__Exercise__
Exactly the lines from the opening of the data through the line containing "no-EMA | edward-golden-fourier-noema |" should be reproduced, please, with nothing added.

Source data
◆ ◆ ◆ ◆

PR #2473, opened 2026-04-20
TandemFoil: golden config + Fourier features + no-EMA

tcapelle:
## Hypothesis

**Fourier features may help TandemFoil as they helped AirfRANS.** Fourier positional encoding improved AirfRANS by 9.1% (#2457) by helping resolve high-frequency pressure gradients. TandemFoil's primary metric is surface_pressure_mae — pressure is also the target channel. With the golden config (slices=64, T_max=30, 11 epochs), Fourier features have maximum training time to show their effect.

## Current Baseline

| Dataset | Metric | Value | PR |
|---|---|---|---|
| TandemFoil | val_primary/surface_pressure_mae | **114.92** | #2435 (slices=64, T_max=30, EMA=True, 11 epochs) |

## Design

Two runs: Fourier alone, and Fourier + physics features:

| Run | Config | wandb_name |
|---|---|---|
| 1 | Golden + Fourier + no-EMA | edward-golden-fourier-noema |
| 2 | Golden + Fourier + core physics + no-EMA | edward-golden-fourier-physics-noema |

## Instructions to Student

Run **sequentially** (one at a time):

```bash
cd target/icml2026

# Run 1: Golden config + Fourier + no-EMA
python train.py --dataset tandemfoil --optimizer lion --lr 3e-4 --cosine_t_max 30 \
  --no-use-ema --model_slices 64 --enable-fourier \
  --wandb_group edward-golden-fourier --wandb_name edward-golden-fourier-noema

# Run 2: Golden config + Fourier + core physics + no-EMA
python train.py --dataset tandemfoil --optimizer lion --lr 3e-4 --cosine_t_max 30 \
  --no-use-ema --model_slices 64 --enable-fourier \
  --enable-te-coord-frame --enable-cp-panel --enable-cp-panel-tandem-only \
  --asinh-pressure --residual-prediction --enable-pressure-prior-addition \
  --wandb_group edward-golden-fourier --wandb_name edward-golden-fourier-physics-noema
```

**Report** `val_primary/surface_pressure_mae`, per-split breakdown, and epochs completed. **Confirm 10+ epochs per run.**

PR #2503, opened 2026-04-20
TandemFoil: Fourier+physics+no-EMA — 256d width expansion (long run)

tcapelle:
## Hypothesis

The current best uses the default 3L/192d architecture. Increasing only the width (192→256 hidden dim) without changing depth adds model capacity without the epoch-starvation problem seen with 4L+ models (deeper models are slower per epoch, starving the run of epochs). A wider model may fit the pressure distribution better over many epochs while still running at similar speed per epoch to the 3L/192d baseline. Test with the same Lion lr=3e-4 that worked best in the current champion.

## Baseline

- **val_primary/surface_pressure_mae:** 82.65 (val) / 80.63 (test)
- **Best PR:** #2473 (edward — Fourier + core physics + no-EMA, slices=64, T_max=30, Lion lr=3e-4, 14 epochs, 3L/192d default)
- **W&B run:** nh380grv
- **Reproduce:** `cd target/icml2026 && python train.py --dataset tandemfoil --optimizer lion --lr 3e-4 --cosine_t_max 30 --no-use-ema --model_slices 64 --enable-fourier --enable-te-coord-frame --enable-cp-panel --enable-cp-panel-tandem-only --asinh-pressure --residual-prediction --enable-pressure-prior-addition --epochs 999`

## Instructions

Run one job. Budget: 180 min. Report val_primary/surface_pressure_mae at each epoch.

**CRITICAL: Always pass `--epochs 999` — the default is 2 and SENPAI_MAX_EPOCHS only caps, does not raise.**

```bash
  --dataset tandemfoil \
  --optimizer lion \
  --lr 3e-4 \
  --cosine_t_max 30 \
  --no-use-ema \
  --model_slices 64 \
  --model-hidden-dim 256 \
  --enable-fourier \
  --enable-te-coord-frame \
  --enable-cp-panel \
  --asinh-pressure \
  --residual-prediction \
  --epochs 999 \
  --wandb_group naruto-tandem-width256
```

## Reporting

Please report:
- val_primary/surface_pressure_mae at each epoch
- Best (minimum) val_primary/surface_pressure_mae achieved
- W&B run ID
- Approximate epochs completed in 180 min (to assess speed vs 3L/192d)
- Whether the run was still improving at the 180-min cutoff


tcapelle:
ADVISOR: Closing PR #2503 because Superseded: naruto reassigned to #2559 (Surface cross-attention).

◆ ◆ ◆ ◆

__Solution to this problem__
PR #2473, opened 2026-04-20
TandemFoil: golden config + Fourier features + no-EMA

tcapelle:
## Hypothesis

**Fourier features may help TandemFoil as they helped AirfRANS.** Fourier positional encoding improved AirfRANS by 9.1% (#2457) by helping resolve high-frequency pressure gradients. TandemFoil's primary metric is surface_pressure_mae — pressure is also the target channel. With the golden config (slices=64, T_max=30, 11 epochs), Fourier features have maximum training time to show their effect.

## Current Baseline

| Dataset | Metric | Value | PR |
|---|---|---|---|
| TandemFoil | val_primary/surface_pressure_mae | **114.92** | #2435 (slices=64, T_max=30, EMA=True, 11 epochs) |

## Design

Two runs: Fourier alone, and Fourier + physics features:

| Run | Config | wandb_name |
|---|---|---|
| 1 | Golden + Fourier + no-EMA | edward-golden-fourier-noema |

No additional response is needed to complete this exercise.